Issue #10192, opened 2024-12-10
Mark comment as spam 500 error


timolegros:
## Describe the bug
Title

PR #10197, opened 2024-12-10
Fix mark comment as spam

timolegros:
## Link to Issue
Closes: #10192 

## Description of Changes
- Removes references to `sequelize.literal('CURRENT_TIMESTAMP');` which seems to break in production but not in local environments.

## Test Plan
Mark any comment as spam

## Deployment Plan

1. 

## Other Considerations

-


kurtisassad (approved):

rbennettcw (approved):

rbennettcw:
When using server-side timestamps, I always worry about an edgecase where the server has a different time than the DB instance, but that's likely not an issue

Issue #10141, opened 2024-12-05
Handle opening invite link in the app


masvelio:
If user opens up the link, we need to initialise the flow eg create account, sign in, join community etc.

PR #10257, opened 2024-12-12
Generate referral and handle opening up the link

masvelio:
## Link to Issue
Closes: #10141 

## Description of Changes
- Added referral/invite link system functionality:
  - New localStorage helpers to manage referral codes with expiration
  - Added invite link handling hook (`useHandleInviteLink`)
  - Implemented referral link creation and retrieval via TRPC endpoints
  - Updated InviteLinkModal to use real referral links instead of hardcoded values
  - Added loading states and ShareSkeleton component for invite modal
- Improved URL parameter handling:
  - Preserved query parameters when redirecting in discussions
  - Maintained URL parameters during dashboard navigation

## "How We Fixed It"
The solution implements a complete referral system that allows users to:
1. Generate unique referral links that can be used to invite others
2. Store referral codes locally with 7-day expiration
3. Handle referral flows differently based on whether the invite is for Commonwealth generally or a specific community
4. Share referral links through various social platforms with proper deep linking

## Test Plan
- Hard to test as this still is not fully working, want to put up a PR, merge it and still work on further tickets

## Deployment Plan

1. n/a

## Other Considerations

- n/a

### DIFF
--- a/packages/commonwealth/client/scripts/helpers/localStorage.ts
------------------------------------------------------------
Only the lines from the one containing "- Maintained URL" through the last line of the records belong in the answer, each written out exactly.

## Result
  - Maintained URL parameters during dashboard navigation

## "How We Fixed It"
The solution implements a complete referral system that allows users to:
1. Generate unique referral links that can be used to invite others
2. Store referral codes locally with 7-day expiration
3. Handle referral flows differently based on whether the invite is for Commonwealth generally or a specific community
4. Share referral links through various social platforms with proper deep linking

## Test Plan
- Hard to test as this still is not fully working, want to put up a PR, merge it and still work on further tickets

## Deployment Plan

1. n/a

## Other Considerations

- n/a

### DIFF
--- a/packages/commonwealth/client/scripts/helpers/localStorage.ts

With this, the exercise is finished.